You can understand Anrig’s principled stand, but voters seem to favor Sawhill’s flexibility. A Bloomberg poll leading up to the election showed that 80% of likely voters want compromise in Washington. (However, in one of the maddening mixed signals Americans have been sending on fiscal issues, other polls show that voters oppose raising the retirement age to 69 by a 60-40 margin.) Social Security, with its well-defined goal (actuarial balance over 75 years), relatively predictable costs and revenues, and its own dedicated source of income (the FICA tax) is the kind of controlled environment in which such a compromise just might flourish.

After all, Social Security has inspired improbable political alliances before. The first resulted in the Social Security rescue package in 1983. According to Steven Gillon, a political historian at the University of Oklahoma and author of The Pact: Bill Clinton, Newt Gingrich and the Rivalry that Defined a Generation, Social Security also brought together arch-rivals Bill Clinton and Newt Gingrich in 1997 — or nearly did. “Both men had begun to worry about leaving a political legacy,” Gillon recounts, “and Social Security reform was going to be it.” According to Gillon’s sources in Congress and the White House (including Erskine Bowles, then a Clinton adviser), the pair were on the verge of an agreement on Social Security reform. Then the Monica Lewinsky case broke and the moment for bipartisanship slipped away.

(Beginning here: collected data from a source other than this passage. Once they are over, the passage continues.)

PR #452, opened 2021-07-17
Add Scheme Solution

William103:
## Description
Here is a solution in Scheme. I saw #78 is a pull request for a solution in Scheme, but it doesn't look like it's active. My solution is very similar, but differs in a few key ways. #78 used a boolean vector, which isn't necessarily a bit array, while I implemented a bit array. #78 was marked as not being faithful since it lacks a class to encapsulate the state of the sieve. While it is possible to create things like classes in Scheme, it isn't very idiomatic. Instead I created a library to encapsulate the state of the sieve. It accomplishes the same goal but is more idiomatic. If that isn't acceptable, I am happy to rewrite it to use a class.

## Contributing requirements

### DIFF
--- a/PrimeScheme/solution_1/README.md
+++ b/PrimeScheme/solution_1/README.md
@@ -3,6 +3,7 @@
 ![Algorithm](https://img.shields.io/badge/Algorithm-base-green)
 ![Parallelism](https://img.shields.io/badge/Parallel-no-green)
 ![Bit count](https://img.shields.io/badge/Bits-1-green)
+![Faithfulness](https://img.shields.io/badge/Faithful-yes-green)
 
 `sieve.ss` creates a library encapsulating the logic and state of the prime
 sieve, as well as implements a bit vector using scheme's `byte-vector`.
--- a/PrimeScheme/solution_1/README.md
+++ b/PrimeScheme/solution_1/README.md
@@ -1,0 +1,33 @@
+# Scheme solution by William103
+
+![Algorithm](https://img.shields.io/badge/Algorithm-base-green)
+![Parallelism](https://img.shields.io/badge/Parallel-no-green)
+![Bit count](https://img.shields.io/badge/Bits-1-green)
+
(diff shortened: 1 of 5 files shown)


PrimeScheme/solution_1/sieve.ss
```diff
@@ -0,0 +1,77 @@
...
+  (define (validate-results n)
+    (= (cdr (assq n results-alist)) (count-primes n)))
+
+  ; convert scheme duration to fractional number of seconds
+  (define (duration-to-seconds duration)
+    (+ (time-second duration) (* 1e-9 (time-nanosecond duration))))
+
+  ; print the results in the expected format
+  (define (print-results duration passes n)
+    (format #t "William103;~a;~a;1;algorithm=base,bits=1" passes (duration-to-seconds duration))
```
rbergen: Is there a particular reason why you don't output a faithful tag? As indicated in the contributing guidelines, that means your solution will be considered to be unfaithful.

William103: I just wanted to make sure it actually was faithful before adding that tag. I changed it to output a faithful tag now.

PrimeScheme/solution_1/README.md
```diff
@@ -0,0 +1,34 @@
...
+    $ docker build -t scheme1 .
+    $ docker run --rm scheme1
+
+## Output
+
+Using chezscheme 9.5.4 on Arch Linux, I get
+
+    compiling sieve.ss with output to sieve.so
+    compiling PrimeScheme.ss with output to PrimeScheme.so
+    William103;141;5.0155461;1;algorithm=base,bits=1
```
rbergen: It looks like you have not updated your example output to include the faithful tag. :) Anyway, I won't withhold approval of the PR on this.

William103: Whoops! Updated that. Thanks!

rbergen (approved):
LGTM

marghidanu (approved):

PR #455, opened 2021-07-18
Add Kos solution

cdragan:
## Description
This solution is written in Kos, which is a scripting language.

It uses a class to encapsulate the sieve, using a `buffer` type, which is an array of bytes.

Flags for subsequent primes are stored in bytes (8 bits), which is much faster than doing bit manipulation in an interpreted language, without using any module specific to handling sequences of bits.

This is a single-threaded solution (a multi-threaded solution is possible, but I haven't explored it yet).

The solutions uses a base faithful algorithm, including the allowed optimizations.

## Contributing requirements

### DIFF
--- a/PrimeKos/solution_1/primes.kos
+++ b/PrimeKos/solution_1/primes.kos
@@ -20,9 +20,6 @@ class Sieve
     {
         const sieve = this.buf
 
-        # Count how many primes we've found
-        var num_primes = 1 # 2 is the first prime, we only count odd primes
-
         # We perform clearing up to sqrt of sieve size
         const max_clear_factor = integer(sqrt(sieve.size * 2)) / 2
 
@@ -33,8 +30,6 @@ class Sieve
             # If this slot has 0, it means it's not a multiple of a prime,
             # therefore it corresponds to a prime number
             if ! sieve[factor] {
-
-                num_primes += 1
 
                 const prime = factor * 2 + 1
 
--- a/PrimeKos/solution_1/primes.kos
+++ b/PrimeKos/solution_1/primes.kos
@@ -39,6 +39,8 @@ class Sieve
                 }
             }
         }
+
+        return sieve
     }
 
     # Generator which yields subsequent primes from the sieve
--- a/PrimeKos/solution_1/primes.kos
+++ b/PrimeKos/solution_1/primes.kos
@@ -44,17 +44,9 @@ class Sieve
                 }
             }
         }
-
-        # Count remaining primes
-        for const factor in range(max_clear_factor + 1, sieve.size) {
-            if ! sieve[factor] {
-                num_primes += 1
-            }
-        }
-
-        return num_primes
     }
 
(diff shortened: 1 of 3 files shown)


PrimeKos/solution_1/primes.kos
```diff
@@ -0,0 +1,124 @@
...
+                }
+            }
+        }
+
+        # Count remaining primes
+        for const factor in range(max_clear_factor + 1, sieve.size) {
+            if ! sieve[factor] {
+                num_primes += 1
+            }
+        }
```
rbergen: It's not necessary to keep track of/count the number of primes found when running the sieve. In fact, doing so could be considered a waste of clock cycles during the timed run. Instead, in a faithful implementation, the function that runs the sieve should not return the number of primes found. but the sieve array itself.

rbergen (approved):

PrimeKos/solution_1/primes.kos
cdragan: Thanks a lot, fantastic, let me fix that. :-)

cdragan: Updated.

PrimeKos/solution_1/primes.kos
```diff
@@ -0,0 +1,120 @@
...
+
+        # Look from primes starting with 3 up to square root of sieve size
+        # Note we divide by 2 since we keep only odd numbers
+        for const factor in range(1, max_clear_factor + 1) {
+
+            # If this slot has 0, it means it's not a multiple of a prime,
+            # therefore it corresponds to a prime number
+            if ! sieve[factor] {
+
+                num_primes += 1
```
rbergen: Is this still necessary?

PrimeKos/solution_1/primes.kos
```diff
@@ -0,0 +1,120 @@
...
+
+                const prime = factor * 2 + 1
+
+                # Mark multiples of this prime, starting at prime squared
+                for const clear_factor in range(prime * prime / 2, sieve.size, prime) {
+                    sieve[clear_factor] = 1
+                }
+            }
+        }
+    }
```
rbergen, line 44: It seems the run function is not returning the sieve array/buffer, yet.

PrimeKos/solution_1/primes.kos
cdragan: Thanks, it is not. I've just noticed this as well. Fix in flight.

PrimeKos/solution_1/primes.kos
cdragan: The sieve buffer/array is the member of the class. I don't think we need to return it from the run function.

cdragan: Updated to return the sieve buffer/array from the run function.

rbergen (approved):
LGTM

marghidanu (approved):

PR #457, opened 2021-07-18
Crystal fix

marghidanu:
Fix for the Crystal build. The new compiler (1.1.0) is failing, switched to the official image at version 1.0.0, for now only available on amd64.


rbergen (approved):
LGTM. Completes docker build locally and I've seen that it also completes in the GitHub CI workflow.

Could a comparable truce occur today? Both parties have sworn to uphold Social Security, and the pressure to show the voters some fiscal responsibility is almost palpable. The Democrats in particular may find compromise difficult, but consider the alternative. If nothing is done, the system faces an immediate 22 percent cut in benefits when the trust fund runs out in 2037. That’s a legacy no one wants.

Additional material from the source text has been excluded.